=== Records for the task ===
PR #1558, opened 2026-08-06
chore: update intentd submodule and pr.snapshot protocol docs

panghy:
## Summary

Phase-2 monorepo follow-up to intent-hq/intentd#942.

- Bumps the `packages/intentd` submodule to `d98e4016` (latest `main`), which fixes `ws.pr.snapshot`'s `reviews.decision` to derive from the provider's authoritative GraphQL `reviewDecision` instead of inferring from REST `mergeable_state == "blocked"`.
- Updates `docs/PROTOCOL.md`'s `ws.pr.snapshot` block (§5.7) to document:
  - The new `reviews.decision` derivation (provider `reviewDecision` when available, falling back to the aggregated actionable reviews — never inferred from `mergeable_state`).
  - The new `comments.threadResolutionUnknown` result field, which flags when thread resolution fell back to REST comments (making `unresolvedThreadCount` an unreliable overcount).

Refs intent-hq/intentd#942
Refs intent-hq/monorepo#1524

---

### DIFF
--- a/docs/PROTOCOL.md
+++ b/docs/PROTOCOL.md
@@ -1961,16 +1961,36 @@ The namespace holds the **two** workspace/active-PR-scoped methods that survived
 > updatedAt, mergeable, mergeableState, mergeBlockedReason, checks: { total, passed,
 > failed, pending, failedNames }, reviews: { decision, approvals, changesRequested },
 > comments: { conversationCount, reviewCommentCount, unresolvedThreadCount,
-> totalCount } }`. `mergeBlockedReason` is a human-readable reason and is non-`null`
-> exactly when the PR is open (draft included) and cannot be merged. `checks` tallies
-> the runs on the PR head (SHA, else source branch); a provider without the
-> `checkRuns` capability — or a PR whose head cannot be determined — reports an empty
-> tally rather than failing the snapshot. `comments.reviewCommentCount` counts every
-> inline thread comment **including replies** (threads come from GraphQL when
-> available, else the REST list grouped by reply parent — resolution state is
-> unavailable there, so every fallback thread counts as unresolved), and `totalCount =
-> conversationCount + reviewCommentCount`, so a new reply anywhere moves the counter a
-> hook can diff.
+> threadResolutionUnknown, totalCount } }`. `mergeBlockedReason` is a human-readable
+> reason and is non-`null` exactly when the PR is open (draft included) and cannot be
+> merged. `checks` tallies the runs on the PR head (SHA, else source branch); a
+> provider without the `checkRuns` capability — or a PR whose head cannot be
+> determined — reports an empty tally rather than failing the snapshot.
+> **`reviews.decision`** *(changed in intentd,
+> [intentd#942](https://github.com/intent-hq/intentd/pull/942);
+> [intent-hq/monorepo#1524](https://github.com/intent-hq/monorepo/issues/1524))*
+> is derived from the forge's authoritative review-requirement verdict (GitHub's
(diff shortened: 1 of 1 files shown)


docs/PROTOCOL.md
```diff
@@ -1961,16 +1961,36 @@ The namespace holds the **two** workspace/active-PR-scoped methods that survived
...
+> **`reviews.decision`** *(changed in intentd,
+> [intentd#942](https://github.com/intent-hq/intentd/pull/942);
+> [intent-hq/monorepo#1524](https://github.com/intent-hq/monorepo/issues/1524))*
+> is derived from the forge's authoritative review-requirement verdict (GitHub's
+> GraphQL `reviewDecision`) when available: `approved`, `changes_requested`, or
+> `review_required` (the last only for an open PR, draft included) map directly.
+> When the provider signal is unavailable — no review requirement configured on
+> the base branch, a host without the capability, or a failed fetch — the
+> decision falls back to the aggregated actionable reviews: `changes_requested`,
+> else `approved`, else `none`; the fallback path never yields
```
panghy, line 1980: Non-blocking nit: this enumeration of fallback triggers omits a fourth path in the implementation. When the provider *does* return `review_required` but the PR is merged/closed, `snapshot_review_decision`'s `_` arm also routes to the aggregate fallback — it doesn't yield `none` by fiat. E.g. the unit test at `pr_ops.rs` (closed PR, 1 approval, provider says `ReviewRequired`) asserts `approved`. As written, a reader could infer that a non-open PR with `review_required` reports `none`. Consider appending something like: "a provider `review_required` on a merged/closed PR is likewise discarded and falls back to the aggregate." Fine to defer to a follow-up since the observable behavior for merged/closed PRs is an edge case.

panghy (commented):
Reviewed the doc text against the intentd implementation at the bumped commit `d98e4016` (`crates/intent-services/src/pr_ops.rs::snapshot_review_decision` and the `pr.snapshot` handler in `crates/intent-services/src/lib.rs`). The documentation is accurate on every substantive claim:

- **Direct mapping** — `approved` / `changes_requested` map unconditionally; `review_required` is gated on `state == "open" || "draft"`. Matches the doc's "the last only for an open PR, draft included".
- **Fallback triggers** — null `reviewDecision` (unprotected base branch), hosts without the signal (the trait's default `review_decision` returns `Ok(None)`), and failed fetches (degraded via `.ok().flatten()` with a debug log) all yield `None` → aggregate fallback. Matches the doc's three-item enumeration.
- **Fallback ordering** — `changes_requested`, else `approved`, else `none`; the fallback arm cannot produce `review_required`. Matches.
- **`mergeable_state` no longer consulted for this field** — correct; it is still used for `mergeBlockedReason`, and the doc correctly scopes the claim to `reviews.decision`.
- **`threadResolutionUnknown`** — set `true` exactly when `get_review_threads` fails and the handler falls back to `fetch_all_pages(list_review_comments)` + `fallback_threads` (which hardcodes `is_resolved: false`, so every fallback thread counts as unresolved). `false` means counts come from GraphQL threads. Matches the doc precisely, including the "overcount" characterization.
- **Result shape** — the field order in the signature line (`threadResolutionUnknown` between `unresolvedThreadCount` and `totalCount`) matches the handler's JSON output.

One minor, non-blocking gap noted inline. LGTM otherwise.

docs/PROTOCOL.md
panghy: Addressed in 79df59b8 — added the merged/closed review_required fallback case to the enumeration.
===
## What you need to do
Count how many lines above carry the word "including". Only the number is required.

## Problem solution
2